WORK REQUEST »
Looking at each line of the data below, tally those that contain the word "disabled" and give only the total.

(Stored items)

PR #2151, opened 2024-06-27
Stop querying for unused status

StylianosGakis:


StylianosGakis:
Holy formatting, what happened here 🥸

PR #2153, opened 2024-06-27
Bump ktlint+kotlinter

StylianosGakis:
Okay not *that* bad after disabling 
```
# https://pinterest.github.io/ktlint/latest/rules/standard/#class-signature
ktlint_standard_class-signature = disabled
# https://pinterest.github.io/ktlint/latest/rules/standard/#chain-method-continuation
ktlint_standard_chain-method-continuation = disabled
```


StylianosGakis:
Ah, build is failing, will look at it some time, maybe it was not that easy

YOUR RESPONSE »
2